The correlation coefficient is positive which implies that a positive relationship exists between the given variables and hence the change in both variables is expected in the same direction. Further, the correlation coefficient matrix is higher than 0.6 which would mean that a strong relationship is present between the two variables (Hastie, Tibshirani and Friedman, 2014).
a) The independent variable is weekly hours worked while the dependent variable is the yearly income. The selection of the variables is such because the income is a function of the work hours.
b) The scatter plot between the above variables has been drawn using Excel and illustrated as follows.
c) The output of regression analysis as derived from Excel is indicated as follows.
The equation of regression line based on the above output is represented as follows.
Yearly income ($ 000’s) = 36.885 + 0.684*(Hours per Week)
Value of intercept is 36.885. This would be the annual income expected in $ 000’s if there is zero working hours per week. The slope coefficient is 0.684 which indicates that any change in the weekly working hours by even 1 hour would alter the annual income by $ 684. Further, the positive slope coefficient would imply that the direction change for the variable would be same (Medhi, 2016).
d) R2 (also known as coefficient of determination) has been computed as 0.4435. this is indicative that 44.35% of yearly income changes are attributed to corresponding changes in weekly working hours.
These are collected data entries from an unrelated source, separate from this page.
PR #834, opened 2022-07-19
[FEATURE] Integrate VIAF API

beatrycze-volk:
Depends on #829

### DIFF
--- a/Classes/Api/Orcid/OrcidClient.php
+++ b/Classes/Api/Orcid/OrcidClient.php
@@ -25,7 +25,7 @@ use TYPO3\CMS\Core\Utility\GeneralUtility;
  * @subpackage dlf
  * @access public
  **/
-class Client
+class OrcidClient
 {
     /**
      * constants for API endpoint
@@ -56,7 +56,7 @@ class Client
     private $level = 'pub';
 
     /**
-     * The ORCID to search for
+     * The login/registration page ORCID
      *
      * @var string
      **/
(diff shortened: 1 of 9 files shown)


sebastian-meyer (dismissed):

Classes/Api/Orcid/OrcidClient.php
```diff
@@ -25,7 +25,7 @@
  * @subpackage dlf
  * @access public
  **/
-class Client
+class OrcidClient
```
sebastian-meyer: It's more consistent to keep the naming scheme `Classes/Api/Orcid/Client` and `Classes/Api/Viaf/Client` respectively. To avoid namespace duplicates when using both classes within the same file, declaration should be like:
`use Kitodo\Dlf\Api\Orcid\Client as OrcidClient;`

Classes/Api/Orcid/OrcidProfile.php
```diff
@@ -20,12 +20,12 @@
...
  * ORCID API Profile class
  *
-* @author Beatrycze Volk <beatrycze.volk@slub-dresden.de>
+ * @author Beatrycze Volk <beatrycze.volk@slub-dresden.de>
  * @package TYPO3
  * @subpackage dlf
  * @access public
  **/
-class Profile
+class OrcidProfile
```
sebastian-meyer: See above.

sebastian-meyer (changes requested):
Please have a look at the Scrutinizer issues and my remarks.

sebastian-meyer:
Thank you! Looks good now except for the Scrutinizer issues.

beatrycze-volk:
> Thank you! Looks good now except for the Scrutinizer issues.

Which issues? The PR is marked green by checks.

sebastian-meyer:
Have a look at the "Files changed" tab. There are some inline comments from Scrutinizer. They are not critical, that's why the status checks went through anyway.

sebastian-meyer (approved):
Thank you!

However, 55.65% of the changes in yearly income are not explained by the current regression model (Taylor and Cihon, 2017).
Hastie, T., Tibshirani, R. and Friedman, J. (2014) The Elements of Statistical Learning. 4th ed. New York: Springer Publications.
Medhi, J. (2016) Statistical Methods: An Introductory Text. 4th ed. statistics assignment Sydney: New Age International.
Taylor, K. J. and Cihon, C. (2017) Statistical Techniques for Data Analysis. 2nd ed. Melbourne: CRC Press.